What is needed is every line of the data that includes the word "ObjectArbitrary". Please copy each one.

- - -

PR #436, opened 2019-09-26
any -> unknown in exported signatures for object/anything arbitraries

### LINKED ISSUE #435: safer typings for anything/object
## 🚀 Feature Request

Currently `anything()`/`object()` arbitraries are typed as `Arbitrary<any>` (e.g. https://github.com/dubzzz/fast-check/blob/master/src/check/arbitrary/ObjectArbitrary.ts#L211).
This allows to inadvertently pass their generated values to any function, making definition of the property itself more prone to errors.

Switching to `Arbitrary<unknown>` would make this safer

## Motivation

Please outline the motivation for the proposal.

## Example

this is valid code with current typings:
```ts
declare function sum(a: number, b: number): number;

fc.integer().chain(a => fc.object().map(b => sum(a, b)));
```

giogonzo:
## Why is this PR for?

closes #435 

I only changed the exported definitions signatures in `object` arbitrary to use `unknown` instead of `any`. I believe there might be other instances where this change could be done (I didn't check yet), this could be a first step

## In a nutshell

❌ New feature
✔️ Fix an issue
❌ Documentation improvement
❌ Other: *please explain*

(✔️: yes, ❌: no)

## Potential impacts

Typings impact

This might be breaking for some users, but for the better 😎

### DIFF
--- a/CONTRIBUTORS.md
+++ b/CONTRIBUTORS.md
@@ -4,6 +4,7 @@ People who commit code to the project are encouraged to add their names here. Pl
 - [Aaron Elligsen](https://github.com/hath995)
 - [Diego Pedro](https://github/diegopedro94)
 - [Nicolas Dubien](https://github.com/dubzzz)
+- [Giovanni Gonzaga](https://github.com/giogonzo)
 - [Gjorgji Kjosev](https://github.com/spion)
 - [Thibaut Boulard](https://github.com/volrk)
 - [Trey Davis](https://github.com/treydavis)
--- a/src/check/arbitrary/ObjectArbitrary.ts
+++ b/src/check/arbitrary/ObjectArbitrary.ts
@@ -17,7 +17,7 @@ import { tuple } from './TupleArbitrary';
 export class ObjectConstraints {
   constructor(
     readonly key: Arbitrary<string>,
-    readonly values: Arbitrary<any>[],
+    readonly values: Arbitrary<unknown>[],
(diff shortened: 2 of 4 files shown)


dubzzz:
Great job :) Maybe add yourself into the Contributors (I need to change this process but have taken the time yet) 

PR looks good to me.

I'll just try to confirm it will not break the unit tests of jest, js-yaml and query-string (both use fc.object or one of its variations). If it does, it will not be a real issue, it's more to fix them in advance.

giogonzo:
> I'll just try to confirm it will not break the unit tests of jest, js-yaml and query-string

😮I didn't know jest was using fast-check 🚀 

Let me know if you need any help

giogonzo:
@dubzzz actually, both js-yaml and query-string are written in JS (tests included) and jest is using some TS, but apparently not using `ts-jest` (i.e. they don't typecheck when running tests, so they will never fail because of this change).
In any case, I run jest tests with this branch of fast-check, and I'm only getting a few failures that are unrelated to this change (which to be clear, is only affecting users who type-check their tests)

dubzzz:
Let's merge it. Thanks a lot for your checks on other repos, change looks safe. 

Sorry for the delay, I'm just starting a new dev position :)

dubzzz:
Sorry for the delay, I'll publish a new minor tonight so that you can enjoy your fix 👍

- - -

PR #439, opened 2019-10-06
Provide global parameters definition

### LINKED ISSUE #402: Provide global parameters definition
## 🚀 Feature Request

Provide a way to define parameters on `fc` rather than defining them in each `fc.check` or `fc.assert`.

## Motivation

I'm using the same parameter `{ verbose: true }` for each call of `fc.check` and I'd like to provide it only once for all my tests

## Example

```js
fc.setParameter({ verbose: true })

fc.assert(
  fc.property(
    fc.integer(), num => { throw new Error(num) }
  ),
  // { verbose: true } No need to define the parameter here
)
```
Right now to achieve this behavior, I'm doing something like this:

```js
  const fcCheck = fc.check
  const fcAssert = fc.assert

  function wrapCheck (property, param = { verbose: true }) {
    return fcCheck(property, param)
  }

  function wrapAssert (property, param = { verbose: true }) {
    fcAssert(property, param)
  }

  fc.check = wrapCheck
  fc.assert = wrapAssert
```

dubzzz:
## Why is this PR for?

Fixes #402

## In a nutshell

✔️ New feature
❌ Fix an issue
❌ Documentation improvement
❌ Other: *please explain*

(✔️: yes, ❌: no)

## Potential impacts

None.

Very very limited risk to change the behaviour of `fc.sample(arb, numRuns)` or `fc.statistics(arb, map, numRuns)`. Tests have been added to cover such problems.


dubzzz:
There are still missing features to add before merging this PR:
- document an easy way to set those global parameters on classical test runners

- - -

■ YOUR SOLUTION:
Currently `anything()`/`object()` arbitraries are typed as `Arbitrary<any>` (e.g. https://github.com/dubzzz/fast-check/blob/master/src/check/arbitrary/ObjectArbitrary.ts#L211).
--- a/src/check/arbitrary/ObjectArbitrary.ts
+++ b/src/check/arbitrary/ObjectArbitrary.ts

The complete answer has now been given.